US, Thai officials planning Cobra Gold exercise despite May coup
By ERIK SLAVIN | STARS AND STRIPES Published: October 10, 2014
YOKOSUKA NAVAL BASE, Japan — The United States and Thailand will scale down next year’s Cobra Gold military exercise because of the rift in relations that followed Thailand’s military coup earlier this year.
“In light of the current political situation, the U.S. government has reduced the scale of the exercise and increased its focus on non-lethal activities, such as humanitarian assistance and disaster relief,” the U.S. Embassy in Bangkok said in a statement Friday.
Many consider the multinational exercise to be not only important military training but also an instrument of U.S. regional diplomacy.
Despite some uncertainty over the future of next year’s exercise, logistical planning had been ongoing and a bilateral conference is planned for later this month, State Department officials said.
More than 13,000 servicemembers from the U.S., Thailand, South Korea, Japan, Indonesia, Singapore and Malaysia participated in this year’s Cobra Gold, which started as a bilateral drill in 1982. China also participated in humanitarian projects; several other nations sent observers.
“[Cobra Gold] is the jewel in the crown in terms of America’s strategic image in the region,” said Anthony Davis, a Bangkok-based security analyst for IHS-Jane’s. “It’s hugely important in terms of America being viewed as a cooperative and benign military force.”
There would have been no question about holding Cobra Gold in 2015 had the Thai military’s May 22 coup not left Washington with a dilemma.
Immediately after Gen. Prayuth Chan-ocha declared the takeover, the U.S. suspended $10.5 million in foreign assistance and canceled a series of exercises and Thai military officer visits.
The Foreign Assistance Act requires some types of aid to be cut after a coup, though the Obama administration has used leeway in the act’s interpretation to keep some aid intact in Egypt, which also experienced a military takeover.
The U.S. also suspended the International Military Education and Training program, under which the U.S. has trained tens of thousands of Thai officers, according to a June Congressional Research Service report.
The coup’s strongest support comes from affluent and middle-class citizens who viewed the previous government as rife with corruption. It is largely a continuation of the same political dysfunction that came to a head in 2006, when former Prime Minister Thaksin Shinawatra was ousted in a coup.
This time, it was Thaksin’s sister, Yingluck, who was removed from office.
After the latest coup, U.S. officials promptly issued warnings and calls for democratic elections as soon as possible.
“While we value our long friendship with the Thai people, this act will have negative implications for the U.S.-Thai relationship, especially for our relationship with the Thai military,” Secretary of State John Kerry said in May. “We are reviewing our military and other assistance and engagements, consistent with U.S. law.”
Elections won’t be held until after October 2015, Prayuth announced in June.
Meanwhile, the Thai military has detained political opponents, restricted media reports and even banned George Orwell’s “1984,” the dystopian story about a thought-controlling dictatorship.
Despite U.S. warnings, most analysts say, the Thai junta isn’t terribly concerned about losing U.S. support.
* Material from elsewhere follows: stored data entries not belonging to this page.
PR #1724, opened 2021-03-23
refactor: Separate main function from MainCommand

### LINKED ISSUE #1723: Separate main function from MainCommand
In an abstract way,  the `main` function is a typical entry point for any `jvm` application. The CLI is one of the possible options for how the user can interact with the application. Those are two different things and should be separated.

As a developer, I want to have separated the main function from the picocli MainComand due to the SRP rule.

**Describe the solution**

the `ftl.Main.kt` file should contain only the entry point function:

```kotlin
fun main(args: Array<String>) {
    withGlobalExceptionHandling {
        CommandLine(Main()).execute(*args)
    }
}
```

Everything else, related to picocli command should go to the `ftl.cli.MainCommand.kt`

jan-gogo:
Fixes #1723 

## Test Plan

It's just refactoring, all unit tests should pass.

### DIFF
--- a/test_runner/src/main/kotlin/ftl/Main.kt
+++ b/test_runner/src/main/kotlin/ftl/Main.kt
@@ -1,56 +1,11 @@
 package ftl
 
-import ftl.cli.AuthCommand
-import ftl.cli.FirebaseCommand
-import ftl.cli.firebase.CancelCommand
-import ftl.cli.firebase.RefreshCommand
-import ftl.cli.firebase.test.AndroidCommand
-import ftl.cli.firebase.test.IPBlocksCommand
-import ftl.cli.firebase.test.IosCommand
-import ftl.cli.firebase.test.NetworkProfilesCommand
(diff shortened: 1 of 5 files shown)


Sloox (approved):

Sloox (dismissed):
Does it require any updates for tests? or atleast a documentaiton of what the change introduces (If anybesides neater code)

jan-gogo:
> Does it require any updates for tests? or atleast a documentaiton of what the change introduces (If anybesides neater code)

This is refactoring, so it doesn't bring any changes in logic, so it also doesn't require any new test. But it brings some updates in tests according to refactor changes.

The reason for this change is specified here:

* https://github.com/Flank/flank/issues/1723 (in the description)

The documentation already takes this change into account it is specified on the diagram:

* https://github.com/Flank/flank/tree/master/docs/hld/presentation/cli

pawelpasterz (approved):

piotradamczyk5 (approved):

When it came to Cobra Gold, Thailand actually had most of the leverage in the decision, Davis said. Thailand is one of the United States’ oldest and most capable security allies in Asia; it has cooperated extensively in recent years on counterterrorism and disaster relief. Both countries have recently discussed setting up a regional hub in Thailand for humanitarian assistance and relief operations.
“The access that Thailand provides to military facilities, particularly the strategically located and well-equipped Utapao airbase, is considered invaluable to U.S. strategic planners,” the Congressional Research Service report said.
Thailand is also one of the few countries in Southeast Asia that doesn’t have a territorial dispute with China.
Beijing has been discussing expanding its military training with the Thais and possibly expanding it into a multinational exercise of its own, Davis said. Although the U.S. conducts some military training with the Chinese, the two nations remain at odds over their interpretations of international law.
China’s sea and air standoffs with several countries in the region and its declaration of an air-defense identification zone over Japanese-administered islands have left U.S. planners wary of Beijing’s regional ambitions. Those concerns make Cobra Gold that much more important in the eyes of U.S. officials.
“For this thing to go down the tubes would be, frankly, a disaster — and, of course, a disaster that would not be lost on the Chinese,” Davis said.